If what you said were true, wouldn't it make a lot more sense for OP to be making a joke about how even if the source includes multi threading, all his extra cores are wasted? And make your original comment suggesting a coding issue instead of a language issue pretty misleading?

But what you said is not correct. I just did a dumb little test

import threading 
import time

def task(name):
  time.sleep(600)

t1 = threading.Thread(target=task, args=("1",))
t2 = threading.Thread(target=task, args=("2",))
t3 = threading.Thread(target=task, args=("3",))

t1.start()
t2.start()
t3.start()

And then ps -efT | grep python and sure enough that python process has 4 threads. If you want to be even more certain of it you can strace -e clone,clone3 python ./threadtest.py and see that it is making clone3 syscalls.

[–] [email protected] 2 points 1 month ago* (last edited 1 month ago) (4 children)

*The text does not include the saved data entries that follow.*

PR #15190, opened 2026-02-20
[build-utils] support lambda ephemeral storage setting

gscho:
Allows the python builder to increase the ephemeral storage setting from 512MB to 1024MB for certain python functions.

We only want to do this when a function is over the current 500MB limit and the max will likely stay 1024MB as functions larger than that have very slow cold start times.

This functionality is currently behind the flag `VERCEL_PYTHON_INCREASED_EPHEMERAL_STORAGE` since the API does not support this yet.

> [!WARNING]
> High Risk Change
>
> This PR adds a new Lambda configuration option for ephemeral storage size, gated behind a feature flag, with extensive debug logging added to the Python runtime - infrastructure change affecting Lambda deployment configuration.
> 
> - Infrastructure: adds `ephemeralStorageSize` option to Lambda class affecting AWS Lambda configuration
> - Feature flag gated: `VERCEL_PYTHON_INCREASED_EPHEMERAL_STORAGE` controls new 2048MB storage request
> - Extensive debug logging added to Python runtime initialization
>
> <sup>Risk assessment for [commit 8f8aa5b](https://github.com/vercel/vercel/commit/8f8aa5b0309baffaaf1215f91d823fea1a1ddbb6).</sup>


packages/python/src/dependency-externalizer.ts
```diff
@@ -22,12 +22,27 @@ const readFile = promisify(fs.readFile);
...
 export const LAMBDA_SIZE_THRESHOLD_BYTES = 249 * 1024 * 1024;
+
 // Pack Lambda up to 245MB to leave a buffer
 export const LAMBDA_PACKING_TARGET_BYTES = 245 * 1024 * 1024;
 
-// AWS Lambda ephemeral storage (/tmp) is 512MB. Use 500MB to leave a buffer
-// for runtime overhead (.pyc generation, uv cache, metadata, etc.)
-export const LAMBDA_EPHEMERAL_STORAGE_BYTES = 500 * 1024 * 1024;
+// The /tmp size in MB we request from AWS when increased ephemeral storage is enabled.
+export const REQUESTED_TMP_SIZE_MB = 1024;
```
elprans: Where is this used?

packages/python/src/dependency-externalizer.ts
```diff
@@ -55,6 +70,9 @@ export class PythonDependencyExternalizer {
   private totalBundleSize: number = 0;
   private analyzed = false;
 
+  // Populated by generateBundle()
+  public needsExtraEphemeralStorage = false;
```
elprans, line 74: Why is this a bool and not a specific number?

packages/python/src/dependency-externalizer.ts
gscho: Thanks - that would have been an annoying runtime bug since we want to request 1024MB and leave some buffer.

packages/python/src/dependency-externalizer.ts
gscho: The intention is to leave the ephemeral storage size undefined since non of the other builders will be setting this value. More closely aligns with them.

elprans: Still not clear why this isn't a `number | undefined`?  Why are we choosing to enable ephemeral storage in discrete steps as opposed to "storage needed + buffer" asserting for the limit?

gscho: > Still not clear why this isn't a number | undefined?

I think thats more confusing because we'd compute the ephemeral storage size needed and if its less than 500 it returns undefined. Also I didn't want to get into the exact storage needed + buffer calculations. You either get `512MB` or `1024MB`. I don't see a reason to do that unless we're very concerned about the cost of this storage right now.

elprans: ok

elprans (approved):

PR #15203, opened 2026-02-22
fix(config): convert path-to-regexp patterns to regex in getConfig()

mitul-s:
The previous fix (#15134) only addressed pattern conversion when rewrite() and redirect() methods returned Route objects with transforms or env vars. This fix extends the conversion to the getConfig() method, which converts redirects, rewrites, and headers to routes format when routes are present.

Without this fix, patterns like `:path*` would be passed through literally instead of being converted to proper regex, causing 404 errors.

https://claude.ai/code/session_01CeTsDHjUb1wrKjMEBCsv87

### DIFF
--- a/.changeset/fix-404-getconfig-conversion.md
+++ b/.changeset/fix-404-getconfig-conversion.md
@@ -1,0 +1,5 @@
+---
+"@vercel/config": patch
+---
+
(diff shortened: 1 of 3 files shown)


mitul-s:
oops ignore claude

PR #15206, opened 2026-02-23
[cli] Send cache tags as array with comma encoding in invalidate and dangerously-delete commands

kldavis4:
### TL;DR

Modified cache invalidation and deletion commands to send tags as arrays instead of comma-separated strings to the API.

### What changed?

The `cache invalidate` and `cache dangerously-delete` commands now parse comma-separated tag strings into arrays before sending them to the API endpoints. The tag processing logic splits on commas and replaces any remaining commas with exclamation marks to handle edge cases.

### How to test?

Run the cache commands with single and multiple tags:
- `vercel cache invalidate --tag foo`
- `vercel cache invalidate --tag foo,bar,baz`
- `vercel cache dangerously-delete --tag foo`
- `vercel cache dangerously-delete --tag foo,bar,baz --revalidate 60`

Verify that the API receives the tags as an array format instead of a string.

### Why make this change?

This change aligns the CLI with the expected API format where tags should be sent as an array rather than a comma-separated string, ensuring proper communication between the client and server.

### DIFF
--- a/packages/cli/src/commands/cache/dangerously-delete.ts
+++ b/packages/cli/src/commands/cache/dangerously-delete.ts
@@ -66,11 +66,12 @@ export default async function dangerouslyDelete(
   let postUrl = '';
   let postBody = {};
   if (tag) {
-    itemName = plural('tag', tag.split(',').length, false);
+    const tags = tag.split(',').map((t: string) => t.replace(/,/g, '!'));
+    itemName = plural('tag', tags.length, false);
     itemValue = tag;
     flag = '--tag';
     postUrl = '/v1/edge-cache/dangerously-delete-by-tags';
-    postBody = { tags: tag, revalidationDeadlineSeconds: revalidate };
+    postBody = { tags, revalidationDeadlineSeconds: revalidate };
   } else if (srcimg) {
     itemName = 'source image';
     itemValue = srcimg;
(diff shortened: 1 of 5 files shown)


kldavis4:
* **#15206** <a href="https://app.graphite.com/github/pr/vercel/vercel/15206?utm_source=stack-comment-icon" target="_blank">Graphite</a> 👈 <a href="https://app.graphite.com/github/pr/vercel/vercel/15206?utm_source=stack-comment-view-in-graphite" target="_blank">(View in Graphite)</a>
* `main`


<h2></h2>

packages/cli/src/commands/cache/dangerously-delete.ts
```diff
@@ -66,11 +66,12 @@ export default async function dangerouslyDelete(
   let postUrl = '';
   let postBody = {};
   if (tag) {
-    itemName = plural('tag', tag.split(',').length, false);
+    const tags = tag.split(',').map((t: string) => t.replace(/,/g, '!'));
```
styfle, line 69: This won't do anything since splitting on `,` means there are no more commas to replace.

I think for this PR to do anything, we would have too support something like:

```
--tag one --tag two --tag three
```

because the existing format will always be split

```
--tag one,two,three
```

~~Now do computation in those threads and realize that they all wait on the GIL giving you single core performance on computation and multi threaded performance on io.~~

[–] [email protected] 4 points 1 month ago (3 children)

Correct, which is why before I had said

I think OP is making a joke about python's GIL, which makes it so even if you are explicitly multi threading, only one thread is ever running at a time, which can defeat the point in some circumstances.

[–] [email protected] 3 points 1 month ago

Ups, my attention got trapped by the code and I didn't properly read the comment.